Kendime özel olarak hazırladığım bu notları sizlerle paylaşmak arzu ettim. Zira âcizane görüşüm, maddi manevi savrulma ve fırtınaların çok yaşandığı bu modern zamanlarda, insanlar güvenli liman arayışı içerisindeler. Ebubekir hocam da senelerdir fikri ve ahlaki istikameti, Ehl-i Sünnet'i titizlikle ve önyargısız(bazen, kendisini Ehl-i Sünnet'in yegane temsilcisi gören kimi zevat ve gruplara karşı da) savunması yönüyle, bu hususta çok dikkat çekici bir sima..

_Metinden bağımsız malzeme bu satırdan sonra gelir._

PR #17642, opened 2023-06-29
(UWP) Code Cleanup: Round 2

ghost:
# Main Changes

The sequel to #17053, this PR removes the remaining bloated code that I noticed across the UWP vcxproj files, here's a summary of the changes:

- **Combined `ItemDefinitionGroup` when applicable**: A lot of these groups were duplicated to oblivion, with the worst case scenario being that we could have a single group for every single configuration. So when applicable, I combined many of these groups into a single one. Of course, not all of these had shared code with all configurations, so when needed we still keep different groups for different CPU architectures and build configurations.

- **Simplify the UWP Gold setting**: A lot of the UWP Gold code in these files were identical to the Release configuration code, to the point where some files don't even have UWP Gold configurations, instead specifying in the sln file to use the Release configuartion when building a UWP Gold build. So I standardized this approach across every project with the exception of the main UWP project file. This file has specific code for the UWP Gold configuration (mainly regarding assets), so I could not really change much here.

As an added bonus, this also fixes the Release ARM64, UWP Gold x64, UWP Gold ARM, and UWP Gold ARM64 builds, which were broken since the sln file used the wrong build and CPU architecture configurations of the rcheevos library for these builds (oops).

# Observations

While testing if every configuration built locally, I got build errors when trying to build all of the Win32 configurations, as well as the Debug ARM64 configuration. The specific errors are the following:

Release/UWP Gold Win32:

image

Debug Win32:

image

Debug ARM64:

image

These issues don't seem to be related to this PR, since they still occur when using the current master branch. The ARM64 issue needs further investigating, although I don't think there's a lot of merit to Win32/x86 UWP applications nowadays, but that's just me.


GABO1423:
The failed Ubuntu builds don't seem to be related to the PR either:

Screenshot_20230629-080124_Chrome

GABO1423:
> Yeah, I think we can ignore those errors.
> 
> This looks good, let's get it in.

While on topic, do you know if there's any use for the Win32/x86 builds? I've been considering removing them since I can't see any particular use case for them.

Bu çalışma sırasında bilgisayarımda dört senelik yazıları vardı. Bu Korona iptilası zamanında her gün azar azar da olsa okuyarak, dikkatimi çeken yerleri iki ayrı dosyada topladım. Ama inşallah hocamızın şu ana kadar ki diğer yazılarını da okuyarak ileride bu iki dosyayı genişletmek arzu ediyorum- Cenab-ı Hak tevfikini refik ederse-
Notları bitirdikten sonra, muhterem Ebubekir beye Ramazanın son günlerinde telefon açıp, yayınlama konusunda iznini rica ettim. Hocamız-Allah razı olsun kendisinden- büyük bir incelikle kabul ettiler. Bu vesileyle iki dosyayı da eş zamanlı olarak yayınlıyoruz.
Bu bölüm "Bakış Açısı" adını taşıyor, şahıs indeksi de "Benim Gözümle" başlığı altında yayınlanacak kısmetse.
Son olarak İmam-ı Malik'in(rahimehullah) Hz. Peygamberin(aleyhissalatu vesselam) kabr-i şerifini göstererek dediği meşhur sözle takdime son verelim;
" İnsanların sözü hem alınır hem de reddedilir. Ancak şu kabrin sahibi Muhammed (sallallahu aleyhi ve sellem)'in sözü başka… O reddedilmez."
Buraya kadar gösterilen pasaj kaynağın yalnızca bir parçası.